Georgia hesitates…Because she looks for a better answer.
“Give this time!”
“What if I refuse?”
“You may lose your gift.”
“Oh…Now you’re threatening me?”
“If it must be done…Young seer.”
“Please go away…and don’t bother me at work!”
The sound of an adding machine Georgia uses returns with renewed clarity. Georgia fears harm that may happen to the baby nestled, snugly, inside of her womb. Lord, please give me strength. Georgia thinks. She sees customer after customer filter through her line, only to rush about their individual paths.
The next time Georgia looks down at her watch it is five minutes to close. She hears the old security guard with a hairpiece flip out his ring of keys. An awareness of going home to her new puppy urges her forward and helps her return to the practical world she must inhabit—as well. Georgia Alexandre comes to understand she must take each day as it comes; but time tells her she will never know what calls her home.
Cledus heists a stray newspaper, off the real, from the table of an oil cake shop. He thumbs through typical news: violence, death, and betrayal. He pulls out the sports section, begins to read an article, and it causes him to wonder who is Kobee Bryant? He reads further, and attempts to reckon what a basketball player is? Whatever the case, he understands that Kobee Bryant met the hearse.
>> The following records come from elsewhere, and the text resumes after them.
PR #233, opened 2019-12-12
Merge labels from KafkaCluster resource to child objects

sebdoido:
| Q               | A
| --------------- | ---
| Bug fix?        | no|yes
| New feature?    | no|yes
| API breaks?     | no|yes
| Deprecations?   | no|yes

### What's in this PR?

Update util.MergeLabels to a variadic Function to merge multiple map of labels.

### Why?

It could be great that "child" objects (eg. pods, services, cm, pvc) inherit labels from KafkaCluster resource.

### Additional context

This docker image is available if you want to test the feature
`sebdoido/kafka-operator:0.8.1-4`

```
helm upgrade -i kafka-operator --namespace=dbre banzaicloud-stable/kafka-operator --set operator.image.repository=sebdoido/kafka-operator --set operator.image.tag=0.8.1-4
```
### Checklist

- [ ] Implementation tested

### To Do


baluchicken:
We really like the idea that the child objects can inherit labels from the KafkaCluster resource. Although we think it should be optional. We recommend to add a new field to the `kafkacluster_types` something like `ClusterLabels` and if that one is set the operator should place the labels in all resources. What do you think?

sebdoido:
Thanks for your comment.
You're right, i'm going to continue to work on this PR on that way, adding a flag to feature-flip this behaviour.

sebdoido:
Hi there, 
image `sebdoido/kafka-operator:0.8.1-5` is available if you want to test the latest commit.

Need to add this flag to your manifest `propagateLabels: true` 
Example:
```
config/samples/simplekafkacluster.yaml
11:  propagateLabels: true
```

tinyzimmer:
From a quick look, it appears you need to do a `make generate manifests` and commit the result.

The `make manifests` will update the CRD in `config/base/crds`, and it will have to be manually added to the copy in the helm chart.

sebdoido:
Thanks, i updated the pr

api/v1beta1/kafkacluster_types.go
```diff
@@ -36,6 +36,7 @@ type KafkaClusterSpec struct {
 	Brokers                []Broker                `json:"brokers"`
 	RollingUpgradeConfig   RollingUpgradeConfig    `json:"rollingUpgradeConfig"`
 	OneBrokerPerNode       bool                    `json:"oneBrokerPerNode"`
+	PropagateLabels        bool                    `json:"propagateLabels"`
```
tinyzimmer: I think we should add an `omitempty` tag here. So it defaults to `false` without bothering the user.  Then the next `make manifests` will remove it from the required fields.

sebdoido:
Thanks, good catch

sebdoido:
`I see a few other places where we should probably do that too` 
> Let me know if you want to I complete some stuff through this PR ?

tinyzimmer:
Don't worry about that, for this I'd say just make sure the helm chart is updated.

sebdoido:
Hi there
any chance to get this PR merged? 
Thanks

baluchicken:
Sure will check it today

baluchicken:
Thanks for the contribution @sebdoido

Cledus discards the sports section. His hands find the entertainment section, next. He seeds an article on Lizzo. In his time, women were not allowed to freely represent their selves in print—unless they were strumpets. Entertainment ads are for Maroon 5, Fast & Furious 9, and Wonder Woman 1984. It isn’t until Cledus reaches the concert section that his heart starts pounding. There is a half-page promotional ad for Street Posse, with Sammy Moore’s slick black and white profile. The picture causes Cledus Beaumont to sway, as if someone aims a sockdologer at him. It is—as if, with the help of a perm, he can make himself a striking match to the person in the hand bill. He once saw a commercial where a man was given a perm and he thought his eyes deceived him. Back in my time, such a man was a sodomite.
Cledus now realizes he must get a perm if he has any chance of entering the new world on his own terms. He also knows a shave and a perm will cap the climax. How large is the critter? Can I axamine the hombre tout raising too much wariness? The gunfighter has no clue he has earmarked a big bug and will not need to rob a single stagecoach or armored car in the modern world. Cledus goes to sleep with a hankering to the carryings-on of Street Posse. He tosses and turns on a park bench most of the night. It is unnerving for him to know that—if he doesn’t settle the hash—soon, his new world may gouge his eyes out. He fails to realize the real fix of some bummer or banger, mad as a March hare, carving him up or slitting his throat some night while he slumbers.